You know, it's been so long since I've used it, I completely forgot that fact. Alright, you win the battle of best correct bad sql to bash pipeline :).
I think getting support requests from users who don't know what they are doing is actually a great problem to have.
I have a project that allows building web applications out of SQL queries [1]. When I started receiving support requests by people who did not know SQL and were basically learning it along, I was thrilled. I was happy that my tool had a greater audience than I initially envisioned.
In any given domain, specialists are the minority. If the thing I am building is unexpectedly appealing to non-specialists, I rejoice, even if it means getting strange support requests. In the end, it helps me making the project more approachable and easy to use for everyone.
I would even go further: this sounds like a database problem.
Is the set of ship positions and watched polygons entirely different from run to run?
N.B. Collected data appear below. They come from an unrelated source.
PR #875, opened 2021-02-02
[MIG] shopinvader_product_template_multi_link: Migration to 14.0

chafique-delli:

PR #876, opened 2021-02-04
[MIG] shopinvader_product_variant_multi_link: Migration to 14.0

chafique-delli:
Depends on:

- [x] https://github.com/shopinvader/odoo-shopinvader/pull/875
- [x] https://github.com/OCA/e-commerce/pull/490

### DIFF
--- a/shopinvader_product_variant_multi_link/models/shopinvader_variant.py
+++ b/shopinvader_product_variant_multi_link/models/shopinvader_variant.py
@@ -13,10 +13,10 @@ class ShopinvaderVariant(models.Model):
         return self.product_variant_link_ids
 
     def _product_link_target(self, link):
-        if link.left_product_id != self.record_id:
-            return link.left_product_id
-        else:
+        if link.left_product_id == self.record_id:
             return link.right_product_id
+        elif link.type_id.is_symmetric:
+            return link.left_product_id
 
     def _product_link_target_variant(self, target):
         return target._get_invader_variant(self.backend_id, self.lang_id.code)
--- a/.pre-commit-config.yaml
+++ b/.pre-commit-config.yaml
@@ -9,7 +9,6 @@ exclude: |
   ^shopinvader_locomotive_contact_company/|
   ^shopinvader_locomotive_elasticsearch/|
   ^shopinvader_partner_vat/|
-  ^shopinvader_product_variant_multi_link/|
   ^shopinvader_promotion_rule/|
   ^shopinvader_sale_communication/|
   ^shopinvader_sale_packaging/|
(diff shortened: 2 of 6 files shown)


acsonefho (approved):
Code LGTM

shopinvader_product_variant_multi_link/models/shopinvader_variant.py
```diff
@@ -13,10 +13,10 @@ def _get_product_links(self):
         return self.product_variant_link_ids
 
     def _product_link_target(self, link):
-        if link.left_product_id != self.record_id:
-            return link.left_product_id
-        else:
+        if link.left_product_id == self.record_id:
             return link.right_product_id
+        elif link.type_id.is_symmetric:
```
rousseldenis, line 18: IMHO you should not test is_symmetric type.

The link type key is sufficent to filter which product to show.

@Cedric-Pigeon @simahawk @lmignon

sebastienbeau: @chafique-delli can you reply and rebase your PR ?

simahawk (changes requested):
requires https://github.com/shopinvader/odoo-shopinvader/pull/875 and fwd port of a fix linked there.

@chafique-delli pls include dependency on pending PRs in the description (I added them now)

sebastienbeau:
@simahawk I do not think we need the fix #875
Indeed the idea for the search engine is to export the id of the variant and not the id of the binding and with the clean here we will not have the id of the binding anymore https://github.com/OCA/search-engine/pull/96

simahawk:
ping :)

shopinvader_product_variant_multi_link/models/shopinvader_variant.py
simahawk: IMO we should and this is why I fixed it here https://github.com/shopinvader/odoo-shopinvader/commit/219a6e41fa48ec604386a7a01ba25454acd3de68 otherwise one-way links are not indexed properly. 
Working fine on v13 since a while. Here that commit got squashed in the migration one so is not visible I think.

simahawk (changes requested):
@kevinkhao can you rebase and un-squash the fix commit https://github.com/shopinvader/odoo-shopinvader/commit/219a6e41fa48ec604386a7a01ba25454acd3de68 ?
Then we should be able to merge

kevinkhao:
done

simahawk (approved):

lmignon:
> /ocabot merge nobump

`nobump` means no publication on pypi :cry:  as stable release (only .dev)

If not, it should be possible to go much faster than even the new rust based approach that takes 6 hours.
I would have used a postgres database with a PostGIS spatial index.
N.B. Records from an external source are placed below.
PR #877, opened 2021-02-04
[13.0] shopinvader_image: boost images compute

simahawk:
Prevent computing them over and over if nothing has changed.


shopinvader_image/models/shopinvader_image_mixin.py
```diff
@@ -1,24 +1,67 @@
...
+    def _get_images_store_hash_tuple(self):
+        resize_scales = tuple(
+            self._resize_scales().mapped(lambda r: (r.key, r.size_x, r.size_y))
+        )
+        images_timestamp = self[self._image_field].mapped(
+            "image_id.write_date"
+        )
+        # fmt: off
+        # FIXME: may vary by _get_image_url_key -> is this needed for real?
+        url_key = (self.display_name, )
```
simahawk, line 61: @sebastienbeau do you remember if `_get_image_url_key` was really handy? And, above all, should it rely on `image_relation`?

Also, is there anything else missing here to recompute images?

Probably the storage file/backend URL?
In this regard I think that it would be probably handy to relate to shopinvader.backend specific storage backends.
This would ease tracking changes for shopinvader and will allow to separate storage backends per shop.

CC @lmignon

lmignon: @simahawk IMO nothing is missing here. We could have the possibility to specify a storage backend by shopinvader backend but In the case of multi shop, if I'm not wrong, you can use an alias for the url and configure S3 to be able to serve requests from different domains...

lmignon (approved):
LGTM (code review)

guewen (approved):

lmignon:
@acsonefho @Laurent-Corron @ThomasBinsfeld Can you have a look at this one. Without comment from your side we'll merge this PR soon

simahawk:
related https://github.com/OCA/storage/pull/88  -> speeds up a bit the computation of the URL (for all files and in this ctx for images when they must be recomputed). Together w/ the already merged one: https://github.com/OCA/storage/pull/87

ThomasBinsfeld (approved):

acsonefho (approved):

PR #878, opened 2021-02-05
[13.0] Improve performance for product data

simahawk:
~Depends on https://github.com/OCA/server-tools/pull/2012~

Related to https://github.com/shopinvader/odoo-shopinvader/pull/877 and https://github.com/OCA/storage/pull/88

### DIFF
--- a/shopinvader/models/shopinvader_product.py
+++ b/shopinvader/models/shopinvader_product.py
@@ -77,26 +77,34 @@ class ShopinvaderProduct(models.Model):
         self.ensure_one()
         return self.categ_id
 
-    def _get_parent_category_domain(self, categ):
-        self.ensure_one()
-        return [
-            ("record_id", "parent_of", categ.ids),
-            ("backend_id", "=", self.backend_id.id),
-            ("lang_id", "=", self.lang_id.id),
-        ]
-
     @api.depends(
         "categ_id", "record_id", "backend_id", "lang_id", "categ_id.parent_id"
     )
     def _compute_shopinvader_category(self):
+        categ_model = self.env["shopinvader.category"]
+
+        def group_key(rec):
+            return rec.backend_id.id, rec.lang_id.id
+
+        grouped_categs = {}
+        grouped_prods = {}
         for record in self:
-            categories = self.env["shopinvader.category"]
-            product_categories = record._get_categories()
-            for product_category in product_categories:
-                domain = record._get_parent_category_domain(product_category)
-                parents = self.env["shopinvader.category"].search(domain)
-                categories |= parents
-            record.shopinvader_categ_ids = categories
+            grouped_categs.setdefault(group_key(record), []).extend(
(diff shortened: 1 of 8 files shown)


sebalix:
@simahawk can you rebase?

shopinvader/models/shopinvader_variant.py
```diff
@@ -242,11 +243,34 @@ def _get_price_per_qty(self, qty, pricelist, fposition, company=None):
...
+        # Respect same order.
+        order_by = self.env["product.product"]._order.split(",")
+        fields_to_read = ["tmpl_record_id"] + order_by
+        tmpl_ids = self.mapped("tmpl_record_id").ids
+        # Use sudo to bypass permissions (we don't care)
+        _variants = self.sudo().search(
+            [("tmpl_record_id", "in", tmpl_ids)], order="tmpl_record_id"
+        )
+        # Use `load=False` to not load template name
+        variants = _variants.read(fields_to_read, load=False)
```
guewen, line 259: is read faster? it will not use the cache

shopinvader/models/shopinvader_product.py
```diff
@@ -77,26 +77,34 @@ def _get_categories(self):
...
+            )
+            grouped_prods.setdefault(group_key(record), []).append(record.id)
+
+        for (backend_id, lang_id), categ_ids in grouped_categs.items():
+            domain = [
+                ("record_id", "parent_of", set(categ_ids)),
+                ("backend_id", "=", backend_id),
+                ("lang_id", "=", lang_id),
+            ]
+            categories = categ_model.search(domain)
```
guewen, line 103: wouldn't a `read_group` be possible here?

shopinvader/models/shopinvader_variant.py
simahawk: it's quite fast as I read only 4 fields and load=false -> no join on the template

guewen (approved):

shopinvader/models/shopinvader_product.py
simahawk: frankly... I don't remember :sweat_smile: 
BUT you won't have that much gain because: this normally runs in a job per index (aka per language) and per backend so, at the end you'll get one query per each chunk of products in the job.

simahawk:
I've rebased on https://github.com/shopinvader/odoo-shopinvader/pull/783 which is in any case related to the issue here and will clash constantly in merge/rebases. Also I want to make sure tests pass on Travis w/ both changes.

simahawk:
@lmignon @PierrickBrun @acsonefho another one that might be interesting for you :)

acsonefho (approved):
Code LGTM

lmignon (approved):
Thank you @simahawk LGTM (Code review)

JordiBForgeFlow:
@HviorForgeFlow

PR #881, opened 2021-02-10
[14.0] [MIG] shopinvader_invoice

david-popa:


shopinvader_invoice/services/invoice.py
```diff
@@ -68,39 +68,39 @@ def _get_return_invoice_schema(self):
         :return: dict
         """
         invoice_schema = {
-            "invoice_id": {"type": "integer"},
-            "number": {"type": "string"},
-            "date_invoice": {"type": "string"},
+            "move_id": {"type": "integer"},
```
acsonefho: IMO: To keep compatibility between version and as the link between Odoo and Json values should stay abstract, I prefer to let this schema as origin and only edit the parser to match with this structure.

shopinvader_invoice/services/invoice.py
```diff
@@ -110,8 +110,8 @@ def _to_json_invoice(self, invoice):
         values = invoice.jsonify(parser)[0]
         values.update(
             {
-                "type_label": self._get_selection_label(invoice, "type"),
-                "state_label": self._get_selection_label(invoice, "state"),
+                "type_label": self._get_selection_label(invoice, "move_type"),
```
acsonefho, line 113: So no change here too

shopinvader_invoice/services/invoice.py
```diff
@@ -68,39 +68,39 @@ def _get_return_invoice_schema(self):
...
         """
-        Get the parser of account.invoice
+        Get the parser of account.move
         :return: list
         """
         to_parse = [
-            "id:invoice_id",
-            "number",
-            "date_invoice",
+            "id:move_id",
```
acsonefho: Here you can let the `invoice_id`

acsonefho (changes requested):
Only remarks about compatibility between shopinvader versions.

hparfr (approved):

hparfr:
@acsonefho can you finish your review ?

acsonefho (approved):
Code LGTM!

I'd just throw it into a quadtree (or similar) and go get a coffee. I know there are some pretty fast bounding box algorithms from when I used to mess with such things but can't remember them off the top of my head.
Absolutely. It’s kind of amusing to read a post that’s kind of dragging the wrong tool for the job, and then recommends another wrong tool for the job. The whole time I’m just yelling, “This is a geodatabase problem!”
There’s the right way, the wrong way, and the Max Power way. Wrong but faster!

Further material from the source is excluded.